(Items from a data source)
-----
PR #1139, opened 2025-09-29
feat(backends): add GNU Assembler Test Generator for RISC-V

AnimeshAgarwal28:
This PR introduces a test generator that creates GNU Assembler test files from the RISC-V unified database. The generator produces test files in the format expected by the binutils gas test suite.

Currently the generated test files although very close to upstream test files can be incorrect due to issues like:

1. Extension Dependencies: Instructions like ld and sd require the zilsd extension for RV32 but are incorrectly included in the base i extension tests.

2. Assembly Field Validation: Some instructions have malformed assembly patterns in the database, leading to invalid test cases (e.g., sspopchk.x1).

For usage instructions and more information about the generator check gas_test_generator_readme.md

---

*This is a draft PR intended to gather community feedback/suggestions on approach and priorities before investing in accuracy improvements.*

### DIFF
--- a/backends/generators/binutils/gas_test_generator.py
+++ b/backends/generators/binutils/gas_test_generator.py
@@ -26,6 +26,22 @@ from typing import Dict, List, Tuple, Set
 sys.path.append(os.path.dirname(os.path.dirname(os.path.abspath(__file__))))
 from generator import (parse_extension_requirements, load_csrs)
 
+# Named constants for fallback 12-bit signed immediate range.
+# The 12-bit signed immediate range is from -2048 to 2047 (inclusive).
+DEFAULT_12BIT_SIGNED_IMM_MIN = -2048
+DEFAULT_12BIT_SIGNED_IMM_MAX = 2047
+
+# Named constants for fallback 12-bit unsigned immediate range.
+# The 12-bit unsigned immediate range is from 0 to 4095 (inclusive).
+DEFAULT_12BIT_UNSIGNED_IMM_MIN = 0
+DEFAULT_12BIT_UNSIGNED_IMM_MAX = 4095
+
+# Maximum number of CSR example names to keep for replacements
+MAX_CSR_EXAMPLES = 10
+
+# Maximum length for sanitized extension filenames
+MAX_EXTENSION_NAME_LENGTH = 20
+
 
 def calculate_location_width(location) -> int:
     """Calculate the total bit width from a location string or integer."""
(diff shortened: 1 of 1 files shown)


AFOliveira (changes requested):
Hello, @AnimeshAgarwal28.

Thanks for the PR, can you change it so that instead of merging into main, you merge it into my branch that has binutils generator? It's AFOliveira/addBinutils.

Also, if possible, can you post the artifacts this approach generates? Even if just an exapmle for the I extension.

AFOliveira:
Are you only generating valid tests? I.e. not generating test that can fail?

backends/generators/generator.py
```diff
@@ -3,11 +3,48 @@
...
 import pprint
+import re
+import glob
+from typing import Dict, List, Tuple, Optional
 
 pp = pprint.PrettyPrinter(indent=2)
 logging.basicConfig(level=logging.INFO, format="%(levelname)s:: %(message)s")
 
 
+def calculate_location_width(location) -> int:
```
-----
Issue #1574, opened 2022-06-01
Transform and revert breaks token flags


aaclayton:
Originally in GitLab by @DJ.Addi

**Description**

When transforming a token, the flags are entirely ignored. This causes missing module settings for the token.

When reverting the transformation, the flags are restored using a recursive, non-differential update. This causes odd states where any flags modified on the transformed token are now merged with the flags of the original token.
-----
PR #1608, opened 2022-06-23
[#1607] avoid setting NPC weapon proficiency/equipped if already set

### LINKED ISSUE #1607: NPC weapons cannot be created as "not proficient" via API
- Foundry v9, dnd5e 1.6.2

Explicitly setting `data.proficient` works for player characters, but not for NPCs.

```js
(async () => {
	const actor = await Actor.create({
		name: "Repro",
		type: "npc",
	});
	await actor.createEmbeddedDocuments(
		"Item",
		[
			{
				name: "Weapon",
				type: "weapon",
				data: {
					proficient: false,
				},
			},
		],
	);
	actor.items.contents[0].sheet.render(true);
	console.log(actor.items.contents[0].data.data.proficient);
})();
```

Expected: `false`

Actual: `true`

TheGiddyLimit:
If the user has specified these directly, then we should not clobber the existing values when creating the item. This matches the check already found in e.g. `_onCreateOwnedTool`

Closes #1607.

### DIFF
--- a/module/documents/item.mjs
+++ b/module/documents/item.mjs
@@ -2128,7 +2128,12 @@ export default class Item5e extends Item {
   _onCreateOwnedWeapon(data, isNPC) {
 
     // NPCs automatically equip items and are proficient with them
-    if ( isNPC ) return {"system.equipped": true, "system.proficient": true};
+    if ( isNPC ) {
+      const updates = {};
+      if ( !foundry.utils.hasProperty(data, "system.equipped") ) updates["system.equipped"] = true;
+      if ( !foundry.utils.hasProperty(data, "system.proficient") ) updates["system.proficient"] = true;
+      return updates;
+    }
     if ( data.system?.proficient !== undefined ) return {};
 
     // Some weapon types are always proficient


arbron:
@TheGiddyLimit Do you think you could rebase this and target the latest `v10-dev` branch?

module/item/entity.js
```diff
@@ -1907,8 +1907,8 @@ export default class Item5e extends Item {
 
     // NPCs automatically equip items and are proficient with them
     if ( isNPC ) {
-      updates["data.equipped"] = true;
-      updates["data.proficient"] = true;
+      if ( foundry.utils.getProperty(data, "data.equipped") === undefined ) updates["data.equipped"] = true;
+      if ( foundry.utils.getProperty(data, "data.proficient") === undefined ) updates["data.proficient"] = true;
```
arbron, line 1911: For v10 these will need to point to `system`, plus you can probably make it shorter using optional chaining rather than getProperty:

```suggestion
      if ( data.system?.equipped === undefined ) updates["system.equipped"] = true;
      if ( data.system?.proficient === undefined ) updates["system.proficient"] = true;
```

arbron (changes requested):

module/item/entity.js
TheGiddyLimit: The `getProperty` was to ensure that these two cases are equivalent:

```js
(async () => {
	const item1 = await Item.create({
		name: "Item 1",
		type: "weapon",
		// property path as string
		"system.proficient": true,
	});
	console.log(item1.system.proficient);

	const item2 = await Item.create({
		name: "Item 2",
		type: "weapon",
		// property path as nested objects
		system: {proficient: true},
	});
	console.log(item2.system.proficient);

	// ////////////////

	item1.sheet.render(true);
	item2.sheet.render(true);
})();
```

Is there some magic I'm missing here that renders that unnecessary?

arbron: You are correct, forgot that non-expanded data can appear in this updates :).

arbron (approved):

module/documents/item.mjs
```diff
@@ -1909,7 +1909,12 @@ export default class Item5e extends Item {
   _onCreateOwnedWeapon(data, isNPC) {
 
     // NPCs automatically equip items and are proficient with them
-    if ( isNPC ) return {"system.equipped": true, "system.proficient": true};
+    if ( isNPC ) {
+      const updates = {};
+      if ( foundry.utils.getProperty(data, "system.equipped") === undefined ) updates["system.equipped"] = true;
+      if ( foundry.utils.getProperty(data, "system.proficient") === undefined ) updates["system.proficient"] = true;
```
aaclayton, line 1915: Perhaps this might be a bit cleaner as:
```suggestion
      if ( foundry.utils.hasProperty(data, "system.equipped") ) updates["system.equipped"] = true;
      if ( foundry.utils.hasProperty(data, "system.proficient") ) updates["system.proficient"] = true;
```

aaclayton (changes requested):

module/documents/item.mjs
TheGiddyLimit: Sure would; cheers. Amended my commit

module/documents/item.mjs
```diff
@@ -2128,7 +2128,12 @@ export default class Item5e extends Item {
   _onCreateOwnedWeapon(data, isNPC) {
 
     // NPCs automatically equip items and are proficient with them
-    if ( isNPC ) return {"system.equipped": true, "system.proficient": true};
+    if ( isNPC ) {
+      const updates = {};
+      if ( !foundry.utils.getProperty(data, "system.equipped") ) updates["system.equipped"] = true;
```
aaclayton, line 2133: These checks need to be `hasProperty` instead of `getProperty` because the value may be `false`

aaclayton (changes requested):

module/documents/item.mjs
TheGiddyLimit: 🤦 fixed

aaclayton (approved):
-----
Please reproduce, exactly as they appear above, the lines from the line containing "PR #1139, opened 2025-09-29" up to and including the line containing "1. Extension Dependencies: Instructions".

PR #1139, opened 2025-09-29
feat(backends): add GNU Assembler Test Generator for RISC-V

AnimeshAgarwal28:
This PR introduces a test generator that creates GNU Assembler test files from the RISC-V unified database. The generator produces test files in the format expected by the binutils gas test suite.

Currently the generated test files although very close to upstream test files can be incorrect due to issues like:

1. Extension Dependencies: Instructions like ld and sd require the zilsd extension for RV32 but are incorrectly included in the base i extension tests.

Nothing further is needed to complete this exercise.